Tuesday, July 17, 2012

FRA & OSHA Enter Agreement to Enforce FRSA Whistleblower Complaints

The Federal Railroad Administration (FRA) has announced an agreement with the Department of Labor's Occupational Safety & Health Administration (OSHA) to "Protect Railroad Workers from Retaliation." The FRA's press release is attached here. The agreement addresses whistle blower complaints made under the Federal Rail Safety Act (FRSA), specifically, 49 USC 20109.

The agreement, or MOA in government-speak (Memorandum of Agreement) between the agencies, is attached here.

Under the FRSA, as amended in 2007, rail workers can bring complaints of harassment and other issues to OSHA for treatment as a whistle blower complaint, under an administrative process. Various complaints by employees have resulted in monetary awards to whistle blowers, including at times punitive damages awarded by the DOL's Administrative Law Judges. It remains to be seen whether some of the more significant rewards are litigated beyond the DOL administrative process, which I predict will happen.

With regard to the FRA/OSHA agreement, the MOA essentially is an information sharing agreement under which FRA is to advise rail employees who bring complaints to them of their right to bring the complaint to OSHA. Likewise, OSHA will send the FRA complaints it receives under the FRSA for potential violations of FRA regulations.
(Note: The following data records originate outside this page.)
PR #1322, opened 2023-11-06
Permit zero 'total' in bar meter mode; remove assertion

Explorer09:
The `Meter.total` value may be 0 on BatteryMeter, SwapMeter, linux/HugePageMeter, linux/ZramMeter and others. In case of a zero total value, print an empty bar in bar meter mode.

Also, GraphMeterMode_draw() will no longer write back the `total` value
if it is zero.


natoscott (approved):
LGTM, thanks @Explorer09

Issue #1317, opened 2023-10-18
Feature request: formats for long cpu times


leahneukirchen:
Currently the `TIME+` columns stops at displaying hours.  When running VM for a long time, it could be useful to wrap over to displaying days after some time.  `74d20h` is more helpful output than `1778h45m`.

leahneukirchen:
Fixed in #1325.

PR #1323, opened 2023-11-08
Change time output formatting.

chestnykh:
In https://github.com/htop-dev/htop/issues/1317
there is the request to make these changes.
Now the output format becomes the same for
any `days` value in [1,365). The `hours > 0`
and `days >= 365` cases has left unchanged.

### DIFF
--- a/Row.c
+++ b/Row.c
@@ -351,7 +351,7 @@ void Row_printTime(RichString* str, unsigned long long totalHundredths, bool col
          len = xSnprintf(buffer, sizeof(buffer), "%1dd ", daysLeft);
          RichString_appendnAscii(str, dayColor, buffer, len);
       }
-   } else if (days >= 100) {
+   } else if (days >= 1) {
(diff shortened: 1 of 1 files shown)


BenBE:
I think the overall time display code should get a rework. What I don't quite like is how e.g. the allotted space for hours depends on the number of digits in the remaining hours, thus alternating the width of the day column throughout the day. Also considerations regarding a wider range of values (ms through s, m, h, d and y should be taken.

Thus while technically correct, I don't think we should go with this patch and cleanup things overall. @cgzones Didn't you recently work at something similar?

chestnykh:
Ok, tell me finally should i decline this patch or not

Explorer09:
@chestnykh Your code is correct, but looks like a quick hack. We would like to see a more thorough rework of the code.

I think I can try this one. I got the point @BenBE is talking about. Just wait until I start a branch for this.

PR #771, opened 2018-03-06
Feature/export event details

BSaxion:
## Problem
Export event details

## Solution
Ability to export a list of events with name, location, event host, event managers, and enrolled participants

## HTT
- [ ] install the module and enable it
- [ ]  Go to admin/content and select some events 
- [ ] Select "export content to csv"
- [ ] Then click on Apply for selected items
- [ ] Then you will have a csv file exported for those events

### DIFF
--- a/modules/custom/social_content_export/social_content_export.module
+++ b/modules/custom/social_content_export/social_content_export.module
@@ -1,0 +1,139 @@
+<?php
+
+/**
+ * @file
+ * The social_content_export module.
+ */
+
+use Drupal\Core\Entity\ContentEntityInterface;
+use Drupal\views\Views;
+
+/**
+ * Returns event location.
+ *
+ * @param \Drupal\Core\Entity\ContentEntityInterface $entity
+ *   The entity to look for data to export.
+ *
+ * @return mixed
+ *   Return location of event to take place.
+ */
+function social_content_export_event_location(ContentEntityInterface $entity) {
+  // Get location of event.
+  if ($location = $entity->get('field_event_location')->value) {
+    return $location;
+  }
+  else {
+    $location = '';
+    return $location;
+  }
+
+}
+
+/**
+ * Returns event host.
+ *
+ * @param \Drupal\Core\Entity\ContentEntityInterface $entity
+ *   The entity to look for data to export.
+ *
+ * @return mixed
+ *   Returns address of event.
+ */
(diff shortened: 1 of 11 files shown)


modules/custom/social_content_export/social_content_export.module
```diff
@@ -0,0 +1,143 @@
...
+ * Returns event organizer.
+ *
+ * @param \Drupal\Core\Entity\ContentEntityInterface $entity
+ *   The entity to look for data to export.
+ *
+ * @return mixed
+ *   Return event organizer.
+ */
+function social_content_export_event_organizer(ContentEntityInterface $entity) {
+  $query = \Drupal::database()->select('event_enrollment_field_data', 'eo');
```
Kingdutch: A database query is not needed for this. This is just a value on the node. Please look up the proper way on how to access a value of a field on an entity. Ask me for help if you get stuck.

Make sure you check if the entity has this field and provide a fallback value if it doesn't. Not all node types that we export have this field.

Hint: You're dealing with an entity reference relationship which sometimes is a bit more difficult. You'll have to fetch a user object and return its username.

modules/custom/social_content_export/social_content_export.module
```diff
@@ -0,0 +1,143 @@
...
+    ->fetchField();
+}
+
+/**
+ * Implements hook_file_download().
+ */
+function social_content_export_file_download($uri) {
+  $scheme = \Drupal::service('file_system')->uriScheme($uri);
+  $target = file_uri_target($uri);
+  $access = \Drupal::currentUser()->hasPermission('administer node types');
```
Kingdutch: @bramtenhove or @jaapjan what would be a more appropriate permission to use here? `administer content`?

modules/social_features/social_post/social_post.module
```diff
@@ -69,19 +69,30 @@ function social_post_form_post_form_alter(&$form, FormStateInterface $form_state
...
-  // without breaking functionality.
-  $uri = Url::fromRoute('<current>')->toString();
-  // Store in a hidden field.
-  $form['redirect_after_save'] = [
-    '#type' => 'hidden',
-    '#title' => t('Redir'),
-    '#default_value' => $uri,
-  ];
-
+  $from['field_comment_body']['widget'][0]['#title_display'] = 'invisible';
```
Kingdutch: I don't think this should be in this PR.

PR #772, opened 2018-03-06
Add username and real name to export

BSaxion:
## Problem
Add user name and actual name when exporting users".

## Solution
Apply the changes and you will get a CSV file whenever you export with FirstName, LastName and UserName

## Origin
This pull request fixes OSSUPPORT-428


modules/social_features/social_user_export/src/Plugin/Action/ExportUser.php
```diff
@@ -87,13 +87,13 @@ public static function create(ContainerInterface $container, array $configuratio
    */
   public function executeMultiple(array $entities) {
     if ($this->applyAll) {
-      $this->tempStoreFactory->get('user_operations_export')->set($this->currentUser->id(), [
+      $this->tempStoreFactory->get('user_operations_export')->set($this->current_user->id(), [
```
robertragas: Hey Brhane , just a reminder that this one is not the correct name. You said you corrected it, but I guess you need to push those changes then.

modules/social_features/social_user_export/social_user_export.module
```diff
@@ -85,6 +85,65 @@ function _social_user_export_get_view(array $query = [], $execute = TRUE) {
...
+ * Returns first name of user.
+ *
+ * @param \Drupal\user\UserInterface $account
+ *   The account to get the data for.
+ *
+ * @return string
+ *   First name of the use.
+ */
+function social_user_export_first_name(UserInterface $account) {
+  $query = \Drupal::database()->select('profile__field_profile_first_name', 'pfn');
```
Kingdutch: We should use the Profile entity to retrieve the first name for a user instead of accessing the database directly. See `social_user_user_format_name_alter` for an example.

Also make sure that no errors occur of the user has no profile yet or if the first name field does not exist or has no value (for example due to the privacy module).

modules/social_features/social_user_export/social_user_export.module
```diff
@@ -85,6 +85,65 @@ function _social_user_export_get_view(array $query = [], $execute = TRUE) {
...
+ * Returns LastName of user.
+ *
+ * @param \Drupal\user\UserInterface $account
+ *   The account to get the data for.
+ *
+ * @return string
+ *   LastName of the user.
+ */
+function social_user_export_last_name(UserInterface $account) {
+  $query = \Drupal::database()->select('profile__field_profile_last_name', 'pln');
```
Kingdutch: We should use the Profile entity to retrieve the last name for a user instead of accessing the database directly. See `social_user_user_format_name_alter` for an example.

Also make sure that no errors occur of the user has no profile yet or if the first name field does not exist or has no value (for example due to the privacy module).

modules/social_features/social_user_export/social_user_export.module
```diff
@@ -85,6 +85,65 @@ function _social_user_export_get_view(array $query = [], $execute = TRUE) {
...
+ * Returns username of user.
+ *
+ * @param \Drupal\user\UserInterface $account
+ *   The account to get the data for.
+ *
+ * @return mixed
+ *   The username of the user.
+ */
+function social_user_export_user_name(UserInterface $account) {
+  $query = \Drupal::database()->select('users_field_data', 'ufd');
```
Kingdutch: Please use `$account->getAccountName()` instead (defined on the AccountInterface interface and implemented in the User entity).

No database query is needed for this.

modules/social_features/social_user_export/src/ExportUser.php
```diff
@@ -34,6 +34,9 @@ public static function exportUserOperation(UserInterface $entity, array &$contex
       $headers = [
         t('ID'),
         t('UUID'),
+        t('FirstName'),
```
Kingdutch: Lets use the same proper formatting of the other fields and make this `First name`

modules/social_features/social_user_export/src/ExportUser.php
```diff
@@ -34,6 +34,9 @@ public static function exportUserOperation(UserInterface $entity, array &$contex
...
+        t('LastName'),
```
Kingdutch: Lets use the same proper formatting of the other fields and make this `Last name`

modules/social_features/social_user_export/src/ExportUser.php
```diff
@@ -34,6 +34,9 @@ public static function exportUserOperation(UserInterface $entity, array &$contex
...
+        t("username"),
```
Kingdutch: Lets use the same proper formatting of the other fields and make this `Username`

modules/social_features/social_user_export/src/Plugin/Action/ExportUser.php
```diff
@@ -59,11 +59,11 @@ class ExportUser extends ActionBase implements ContainerFactoryPluginInterface {
    *   The plugin implementation definition.
    * @param \Drupal\user\PrivateTempStoreFactory $temp_store_factory
    *   The tempstore factory.
-   * @param \Drupal\Core\Session\AccountInterface $current_user
-   *   Current user.
+   * @param \Drupal\Core\Session\AccountInterface $currentUser
```
Kingdutch: Please keep the snake_case here which is usual for function variable names. camelCase is usually reserved for class properties.

modules/social_features/social_user_export/src/Plugin/Action/ExportUser.php
```diff
@@ -59,11 +59,11 @@ class ExportUser extends ActionBase implements ContainerFactoryPluginInterface {
...
+   *   The current user.
    */
-  public function __construct(array $configuration, $plugin_id, $plugin_definition, PrivateTempStoreFactory $temp_store_factory, AccountInterface $current_user) {
-    $this->currentUser = $current_user;
+  public function __construct(array $configuration, $plugin_id, $plugin_definition, PrivateTempStoreFactory $temp_store_factory, AccountInterface $currentUser) {
```
Kingdutch: Please keep the snake_case here which is usual for function variable names. camelCase is usually reserved for class properties.

modules/social_features/social_user_export/src/Plugin/Action/ExportUser.php
```diff
@@ -59,11 +59,11 @@ class ExportUser extends ActionBase implements ContainerFactoryPluginInterface {
...
+    $this->currentUser = $currentUser;
```
Kingdutch: Please keep the snake_case here which is usual for function variable names. camelCase is usually reserved for class properties.

Kingdutch:
Hey Brhane,

Why did you change from `UserInterface` to `AccountInterface`? I think it would be good to study the difference between the two.

The former is for storing Drupal user data. The latter is for representing the current session (which could come from a different place than Drupal user data).

Kingdutch:
Hi @BSaxion,

I think this still needs some work. I think it would be good if you looked at the concept of `Entities` in Drupal (8) and how they work.

Once you've done that I think it'd be good to look at my comment about the UserInterface vs the AccountInterface. After that I think you can see that in the `exportUserOperation` we already have a User entity so I don't think you need the `social_user_export_first_name` and `social_user_export_last_name` functions (or at least don't need to do another database query within them).

Please let me know if you have any questions.

~ Alexander

modules/social_features/social_user_export/src/ExportUser.php
```diff
@@ -21,6 +21,8 @@ class ExportUser {
    *   UserInterface entity.
    * @param array $context
    *   Context of the operation.
+   *
+   * @throws \Drupal\Component\Plugin\Exception\InvalidPluginDefinitionException
```
Kingdutch: Hey Brhane,

Can you explain which line can throw an InvalidPluginDefinitionException?

~ Alexander

BSaxion: Hey Alexander,
line 102, at the snippet: \Drupal::entityTypeManager()->getStorage('profile');

Kingdutch: So this would mean that if the profile module is not installed on the platform then the user export can not be used? Can you find a solution to that? ;-)

BSaxion: Hey, Alexander,
I have tried to fix what you mentioned by specifying that profile module is required by user export module.
Brhane

Kingdutch: Hey Brhane,

I actually liked the fact that we didn't have a dependency on the Social Profile module. Perhaps we can do something like a `try catch` statement ( http://php.net/manual/en/language.exceptions.php ). This way we can use the profile field if it exists and if we don't have it enabled we just return the empty string value :)

Make sure you're specific enough in which error you catch so we don't mask other errors to other developers.

modules/social_features/social_user_export/social_user_export.module
```diff
@@ -85,6 +86,65 @@ function _social_user_export_get_view(array $query = [], $execute = TRUE) {
...
+/**
+ * Returns first name of user.
+ *
+ * @param \Drupal\user\UserInterface $account
+ *   The account to get the data for.
+ *
+ * @return string
+ *   First name of the use.
+ *
+ * @throws InvalidPluginDefinitionException
```
Kingdutch: You implemented error handling so this function no longer throws anything! :)

modules/social_features/social_user_export/social_user_export.module
```diff
@@ -85,6 +86,65 @@ function _social_user_export_get_view(array $query = [], $execute = TRUE) {
...
+    $storage = \Drupal::entityTypeManager()->getStorage('profile');
+    // Checking if Storage is not empty.
+    if (!empty($storage)) {
+      if ($user_profile = $storage->loadByUser($account, 'profile', TRUE)) {
+        $first_name = $user_profile->get('field_profile_first_name')->value;
+      }
+    }
+  }
+  catch (InvalidPluginDefinitionException $e) {
+    $first_name = "No first Name is provided";
```
Kingdutch: Returning the empty `$first_name` here is probably better than a "magic constant".

modules/social_features/social_user_export/social_user_export.module
```diff
@@ -85,6 +86,65 @@ function _social_user_export_get_view(array $query = [], $execute = TRUE) {
...
+/**
+ * Returns LastName of user.
+ *
+ * @param \Drupal\user\UserInterface $account
+ *   The account to get the data for.
+ *
+ * @return string
+ *   LastName of the user.
+ *
+ * @throws InvalidPluginDefinitionException
```
Kingdutch: You implemented error handling so this function no longer throws anything! :)

modules/social_features/social_user_export/social_user_export.module
```diff
@@ -85,6 +86,65 @@ function _social_user_export_get_view(array $query = [], $execute = TRUE) {
...
+    $storage = \Drupal::entityTypeManager()->getStorage('profile');
+    // Checking if Storage is not empty.
+    if (!empty($storage)) {
+      if ($user_profile = $storage->loadByUser($account, 'profile', TRUE)) {
+        $last_name = $user_profile->get('field_profile_last_name')->value;
+      }
+    }
+  }
+  catch (InvalidPluginDefinitionException $e) {
+    $last_name = 'No last name is provided';
```
Kingdutch: Returning the empty $first_name here is probably better than a "magic constant".

modules/social_features/social_user_export/src/ExportUser.php
Kingdutch: You implemented error handling so this no longer throws an exception :)

bramtenhove:
Possibly also include Display Name as this could be used instead of first and last name (e.g. nickname)

bramtenhove:
Thanks @BSaxion!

Also, OSHA is to advise FRA when it "learns of a potential violation of an FRA accident/incident reporting violation under 49 CFR part 225, or other violation of federal rail safety regulations."

Finally, FRA's enforcement staff is to be trained in "recognizing complaints of retaliation under 49 USC 20109" and to assist OSHA staff "in recognizing potential violations of Federal railroad safety regulations revealed during investigations" under the FRSA.

A likely result then from a whistle blower complaint to OSHA from a rail employee is a potential FRA citation, and fine, for a violation of FRA regulations uncovered by the employee's complaint. In other words, potentially two penalties for the same alleged conduct.